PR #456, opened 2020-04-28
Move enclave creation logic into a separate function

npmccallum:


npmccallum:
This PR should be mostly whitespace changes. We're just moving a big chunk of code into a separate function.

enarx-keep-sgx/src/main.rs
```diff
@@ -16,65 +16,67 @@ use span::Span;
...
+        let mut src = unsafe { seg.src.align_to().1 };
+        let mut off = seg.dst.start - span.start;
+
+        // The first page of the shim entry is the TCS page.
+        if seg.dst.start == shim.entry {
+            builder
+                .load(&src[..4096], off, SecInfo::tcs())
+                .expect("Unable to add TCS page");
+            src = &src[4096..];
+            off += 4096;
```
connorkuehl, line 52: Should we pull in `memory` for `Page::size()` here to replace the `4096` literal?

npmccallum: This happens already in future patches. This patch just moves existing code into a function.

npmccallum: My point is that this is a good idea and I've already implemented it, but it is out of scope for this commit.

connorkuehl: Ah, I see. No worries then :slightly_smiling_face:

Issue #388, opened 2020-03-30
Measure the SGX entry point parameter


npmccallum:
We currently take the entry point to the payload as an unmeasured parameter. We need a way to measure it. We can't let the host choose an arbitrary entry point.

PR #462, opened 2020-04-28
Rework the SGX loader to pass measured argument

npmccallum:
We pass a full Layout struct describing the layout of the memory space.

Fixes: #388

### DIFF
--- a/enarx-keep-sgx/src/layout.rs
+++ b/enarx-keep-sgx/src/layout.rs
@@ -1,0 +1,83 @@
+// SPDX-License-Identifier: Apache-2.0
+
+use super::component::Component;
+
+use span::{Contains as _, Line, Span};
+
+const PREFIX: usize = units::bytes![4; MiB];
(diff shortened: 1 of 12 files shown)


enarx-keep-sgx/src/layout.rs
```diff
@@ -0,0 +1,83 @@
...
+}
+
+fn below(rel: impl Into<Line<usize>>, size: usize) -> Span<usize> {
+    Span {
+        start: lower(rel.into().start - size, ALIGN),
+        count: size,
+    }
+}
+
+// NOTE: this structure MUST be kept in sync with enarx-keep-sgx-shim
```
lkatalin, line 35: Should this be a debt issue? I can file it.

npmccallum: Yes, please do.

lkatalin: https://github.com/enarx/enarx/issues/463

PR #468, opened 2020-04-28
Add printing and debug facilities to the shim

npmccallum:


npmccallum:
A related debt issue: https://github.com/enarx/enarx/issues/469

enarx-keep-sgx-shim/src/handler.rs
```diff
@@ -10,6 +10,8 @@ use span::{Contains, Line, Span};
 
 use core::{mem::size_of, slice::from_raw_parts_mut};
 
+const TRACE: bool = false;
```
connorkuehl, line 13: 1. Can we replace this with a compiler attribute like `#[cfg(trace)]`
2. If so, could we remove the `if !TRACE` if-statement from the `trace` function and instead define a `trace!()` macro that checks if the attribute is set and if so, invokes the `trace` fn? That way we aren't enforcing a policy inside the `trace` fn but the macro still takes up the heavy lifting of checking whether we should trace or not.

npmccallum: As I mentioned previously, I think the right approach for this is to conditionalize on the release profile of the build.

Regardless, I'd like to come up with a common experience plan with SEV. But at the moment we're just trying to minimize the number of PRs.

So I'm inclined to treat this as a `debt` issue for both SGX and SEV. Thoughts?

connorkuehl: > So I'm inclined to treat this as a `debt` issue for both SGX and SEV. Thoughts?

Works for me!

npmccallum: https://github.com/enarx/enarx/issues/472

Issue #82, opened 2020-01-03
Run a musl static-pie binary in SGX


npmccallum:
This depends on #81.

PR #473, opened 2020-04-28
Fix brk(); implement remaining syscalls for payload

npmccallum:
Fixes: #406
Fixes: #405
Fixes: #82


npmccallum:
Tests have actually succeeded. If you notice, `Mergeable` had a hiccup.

○ ○ ○ ○ ○ ○ ○

**TASK ITEM:** Select the lines in this material that hold the word "like", leaving none out.

**FINISHED TASK:**
connorkuehl, line 13: 1. Can we replace this with a compiler attribute like `#[cfg(trace)]`
Regardless, I'd like to come up with a common experience plan with SEV. But at the moment we're just trying to minimize the number of PRs.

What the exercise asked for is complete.